I'm curious about this. Sure some CUDA code has already been written. If something new comes along that provides better performance per dollar spent, why continue writing CUDA for new projects? I don't think the argument that "this is what we know how to write" works in this case. These aren't scripts you want someone to knock out quickly.
They won’t be able to do that, their hardware isn’t fast enough.
Nvidia is beating them at hardware performance, AND ALSO has an exclusive SDK (CUDA) that is used by almost all deep learning projects. If AMD can get their cards to run CUDA via ROCm, then they can begin to compete with Nvidia on price (though not performance). Then, and only then, if they can start actually producing cards with equivalent performance (also a big stretch) they can try for an Embrace Extend Extinguish play against CUDA.

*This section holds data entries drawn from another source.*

Issue #9254, opened 2026-08-03
fix(accounts): the account summary card reads all zeros while its own detail routes read real rows


JSONbored:
## What

`GET /api/v1/accounts/{ss58}` returns an all-zero card while the **same account's own detail routes read real rows from the same table**.

Measured 2026-08-03 for `5E2LP6EnZ54m3wS8s1yPvD5c3xo71kQroBw7aUVK32TKeZ5u` (probed sequentially — this API declines under concurrent probing):

```
/api/v1/accounts/{ss58}                -> event_count 0, subnet_count 0, event_kinds 0,
                                          registrations 0, recent_events 0
/api/v1/accounts/{ss58}/events         -> 6 events
/api/v1/accounts/{ss58}/registrations  -> 146
/api/v1/accounts/{ss58}/serving        -> 63
```

## Why

`handleAccountSummary` has exactly one tier: `tryPostgresTier(METAGRAPH_ACCOUNT_EVENTS_SOURCE) ?? buildAccountSummary(ss58, {})`. The box's Postgres is gone, so that read always misses and **every field on the card goes to zero at once** — while the sibling routes each got a lakehouse reader in `src/account-feeds-cold-tier.ts`.

The card is not a lower-fidelity view of those routes; it is the account landing surface, so this is the most visible instance of the pattern.

## Scope

`buildAccountSummary` composes **three** sources, and it is null-safe per field:

| field group | source | status |
| --- | --- | --- |
| `event_count`, `subnet_count`, `event_scan_capped`, `first_*`/`last_*`, `event_kinds`, `recent_events` | `chain.account_events` | **portable now** — same table the sibling readers already use |
| `registrations` | `neurons` (D1, live) | needs its own reader |
| `activity` (`tx_count`, `total_fee_tao`, `modules_called`) | extrinsics tier, by signer | needs its own reader |

Porting the `account_events` half is the bulk of the card and is self-contained. The other two stay empty rather than being faked from the first — they are genuinely different sources with different attribution (`neurons` by hotkey, extrinsics by signer, `account_events` by hotkey OR coldkey).

## Two things an implementation must get right

1. **Attribution must match the feed.** `loadAccountEventsColdTier` uses `(hotkey = X OR coldkey = X)`. A card that attributed differently would reintroduce the same disagreement in a subtler form.
[...]

PR #9283, opened 2026-08-03
fix(accounts): take subnet_count from a GROUP BY subquery, not COUNT(DISTINCT)

### LINKED ISSUE #9281: fix(accounts): the account summary card still serves zeros — its aggregate query is rejected by R2 SQL
## What

#9254 (PR #9257) merged, deployed, and **the card still serves zeros**. Verified 33 minutes after merge, three sequential probes:

```
/api/v1/accounts/{ss58}  ->  event_count 0, event_kinds 0, recent_events 0
```

Deploys were landing normally over the same window — `/chain/weights/setters` (#9251) began serving data in that period — so this is not deploy lag. It is my bug.

## Cause

The aggregate read I shipped uses `count(DISTINCT netuid)`:

```sql
WITH scan AS (SELECT … ORDER BY block_number DESC LIMIT 5000)
SELECT count(*) AS c, count(DISTINCT netuid) AS sc, min(block_number) AS fb, … FROM scan
```

R2 SQL **rejects an ungrouped `count(DISTINCT)` at this scale**:

```
40015: scan budget exceeded: scanning too much data for count(DISTINCT)
without GROUP BY
```

This is the identical failure the #9251 correction found and fixed in `loadChainEventIdentityRollup`. I wrote this reader before that correction landed and reasoned that the CTE's `LIMIT 5000` made the DISTINCT cheap. It does not: **the planner still evaluates the DISTINCT against the underlying scan**, so being inside a capped CTE saves nothing.

A rejected query returns null, the loader declines by design, and the handler falls through to `buildAccountSummary(ss58, {})` — the all-zero card. The decline path worked exactly as intended; the query never should have been sent.

## Fix

Take `subnet_count` from its own `GROUP BY` subquery, the pattern #9251 settled on:

```sql
WITH scan AS (…) SELECT count(*) AS sc FROM (SELECT netuid FROM scan GROUP BY netuid)
```

`count(*)` stays ungrouped — a plain row count has no DISTINCT in it, so neither the budget rejection nor the wrong-question problem applies.

## Guard

A test asserting **no read in this loader uses `COUNT(DISTINCT)` at all**, mirroring the one added alongside the #9251 fix. Confirmed it bites by reintroducing the original query.

The deeper lesson, worth stating once: a lakehouse query that typechecks, passes every local test against a fake engine, and reads correctly can still be rejected by the engine at production scale. **The fake-engine tests cannot see this class of failure** — only a production probe after deploy can, which is how this was found.

JSONbored:
## Summary

- #9254 (PR #9257) merged, deployed, and **the card still serves zeros**. This is my bug, found by probing production after the merge.

Verified 33 minutes post-merge, three sequential probes:

```
/api/v1/accounts/{ss58}  ->  event_count 0, event_kinds 0, recent_events 0
```

Not deploy lag — `/chain/weights/setters` (#9251) began serving data over the same window.

## Cause

The aggregate read used `count(DISTINCT netuid)`. R2 SQL **rejects an ungrouped `count(DISTINCT)` at this scale**:

```
40015: scan budget exceeded: scanning too much data for count(DISTINCT) without GROUP BY
```

Identical to the failure the #9251 correction found. I wrote this reader before that landed and reasoned the CTE's `LIMIT 5000` made the DISTINCT cheap. **It does not** — the planner still evaluates the DISTINCT against the underlying scan, so being inside a capped CTE saves nothing.

The rejected query returned null, the loader declined exactly as designed, and the handler fell through to `buildAccountSummary(ss58, {})`. The decline path was correct; the query should never have been sent.

## Fix

`subnet_count` now comes from its own `GROUP BY` subquery — the shape #9251 settled on:

```sql
WITH scan AS (…) SELECT count(*) AS sc FROM (SELECT netuid FROM scan GROUP BY netuid)
```

`count(*)` stays ungrouped: a plain row count carries no DISTINCT, so neither the budget rejection nor the wrong-question problem applies to it.

## Guard

A test asserting **no read in this loader uses `COUNT(DISTINCT)` at all**, mirroring the one added alongside the #9251 fix. Confirmed it bites by reintroducing the original query (`1 failed | 8 passed`).

## Worth recording

This class of failure is **invisible to the fake-engine tests**. The query typechecks, every local assertion passes, and it reads correctly — only a production probe after deploy shows the engine refusing it. Both instances of this bug (mine here, and #9251's) were found that way, not by CI.

## Registry Safety

- [x] Links a tracked, currently-open issue (`Closes #9281`) — required.
- [x] No schema change; `validate:contract-drift` green.

## Validation

- [x] `npm run typecheck` · `npm run lint` · `npm run format:check`
- [x] `npm run validate` · `npm run validate:contract-drift` · `npm run scan:public-safety`
- [x] `npm run worker:test`
- [x] `npx vitest run` — **15,087 tests passing**
- [x] Patch coverage: diff lines ∩ v8 uncovered set = **∅** (48 changed lines)

### DIFF
--- a/src/account-feeds-cold-tier.ts
+++ b/src/account-feeds-cold-tier.ts
@@ -804,38 +804,59 @@ export async function loadAccountSummaryColdTier(
     `FROM chain.account_events WHERE ${where} ` +
     `ORDER BY block_number DESC LIMIT ${ACCOUNT_EVENT_SUMMARY_SCAN_CAP}`;
 
-  const [aggRows, kindRows, probeRows, recentRows] = await Promise.all([
-    query(
-      env,
-      `WITH scan AS (${scan}) SELECT count(*) AS c, count(DISTINCT netuid) AS sc, ` +
-        `min(block_number) AS fb, max(block_number) AS lb, ` +
-        `min(observed_at) AS fo, max(observed_at) AS lo FROM scan`,
-    ),
-    query(
-      env,
-      `WITH scan AS (${scan}) SELECT event_kind AS kind, count(*) AS count ` +
-        `FROM scan GROUP BY event_kind`,
-    ),
-    // CAP + 1 so "exactly CAP" is distinguishable from "more than CAP".
-    query(
-      env,
-      `SELECT count(*) AS c FROM (SELECT block_number FROM chain.account_events ` +
-        `WHERE ${where} LIMIT ${ACCOUNT_EVENT_SUMMARY_SCAN_CAP + 1})`,
-    ),
-    query(
-      env,
-      `SELECT ${EVENT_COLUMNS} FROM chain.account_events WHERE ${where} ` +
-        `${FEED_ORDER} LIMIT ${limit}`,
-    ),
-  ]);
+  const [aggRows, subnetRows, kindRows, probeRows, recentRows] =
+    await Promise.all([
+      query(
+        env,
+        `WITH scan AS (${scan}) SELECT count(*) AS c, ` +
+          `min(block_number) AS fb, max(block_number) AS lb, ` +
+          `min(observed_at) AS fo, max(observed_at) AS lo FROM scan`,
+      ),
+      // subnet_count is its own GROUP BY subquery, NOT count(DISTINCT netuid).
+      // The engine rejects an ungrouped count(DISTINCT) at this scale -- the
+      // `40015: scan budget exceeded ... without GROUP BY` failure #9251 hit --
+      // and being inside a capped CTE does not save it, because the planner
+      // still evaluates the DISTINCT against the underlying scan. That
+      // rejection made this whole read decline, which is why the card shipped
+      // in #9254 still served zeros in production.
+      query(
+        env,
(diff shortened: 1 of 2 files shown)


JSONbored:
Superseded by #9282, which landed the same fix on main — the distinct subnet count is now its own `GROUP BY` subquery over the capped scan window (`src/account-feeds-cold-tier.ts`), so the ungrouped `count(DISTINCT netuid)` that R2 SQL rejects with `40015: scan budget exceeded` is gone.

Verified in production for the address this was reported against:

```
event_count   : 5000     (was 0)
subnet_count  : 2        (was 0)
registrations : 1        (netuid 46, uid 232 — matches /subnets exactly)
```

Three sessions independently found this same bug and wrote the same remedy today; #9287 was closed for the same reason. Nothing here is lost — the branch now conflicts against a main that already contains its change.

One piece of fallout worth noting: #9282 and #9285 were each green against the main they branched from, but together the test stubs in #9285 kept matching on `count(DISTINCT netuid)` — a marker #9282 had removed — which turned main red until #9295 fixed the stubs to match each read's actual clause.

CUDA currently has the better raw performance, better availability, and a long record indicating that the platform won't just disappear in a couple of years. You can use it on pretty much any NVIDIA GPU and it's properly supported. The same CUDA code that ran on a GTX680 can run on an RTX4090 with minimal changes if any (maybe even the same binary).
In comparison, AMD has a very spotty record with their compute technologies, stuff gets released and becomes effectively abandonware, or after just a few years support gets dropped regardless of the hardware's popularity. For several generations they basically led people on with promises of full support on consumer hardware that either never arrived or arrived when the next generation of cards were already available, and despite the general popularity of the rx580 and the popularity of the Radeon VII in compute applications, they dropped 'official' support. AMD treats its 'consumer' cards as third class citizens for compute support, but you aren't going to convince people to seriously look into your platform like that. Plus, it's a lot more appealing to have "GPU acceleration will allow us to take advantage of newer supercomputers, while also offering massive benefits to regular users" than just the former.
This was ultimately what removed AMD as a consideration for us when we were deciding on which to focus on for GPU acceleration in our application. Many of us already had access to an NVIDIA GPU of any sort, which would make development easier, while the entire facility had one ROCm capable AMD GPU at the time, specifically so they could occasionally check in on its status.
Well, then I guess CUDA is not really the problem, so being able to run CUDA on AMD hardware wouldn't solve anything.
> try for an Embrace Extend Extinguish play against CUDA
They wouldn't need to go that route. They just need a way to run existing CUDA code on AMD hardware. Once that happens, their customers have the option to save money by writing ROCm or whatever AMD is working on at that time.
It is. All the things are the problem. AMD is behind on both hardware and software, for both gaming and compute workloads, and has been for many years. Their competitor has them beat in pretty much every vertical, and the lock-in from CUDA helps ensure that even if AMD can get their act together on the hardware side, existing compute workloads (there are oceans of existing workloads) won’t run on their hardware, so it won’t matter for professional or datacenter usage.
To compete with Nvidia in those verticals, AMD has to fix all of it. Ideally they’d come out with something better than CUDA, but they have not shown an aptitude for being able to do something like that. That’s why people keep telling them to just make a compatibility layer. It’s a sad place to be, but that’s the sad place where AMD is, and they have to play the hand they’ve been dealt.
It limits Nvidia's profit margin - if Nvidia cards run twice as fast but cost more than twice as much, then people will just buy two AMD cards. Meanwhile, it gives AMD some revenue with which to fund an improved CUDA stack.
>their customers have the option to save money by writing ROCm
CUDA saves money by having a fuckton of pre-written CUDA code and being supported as default basically everywhere.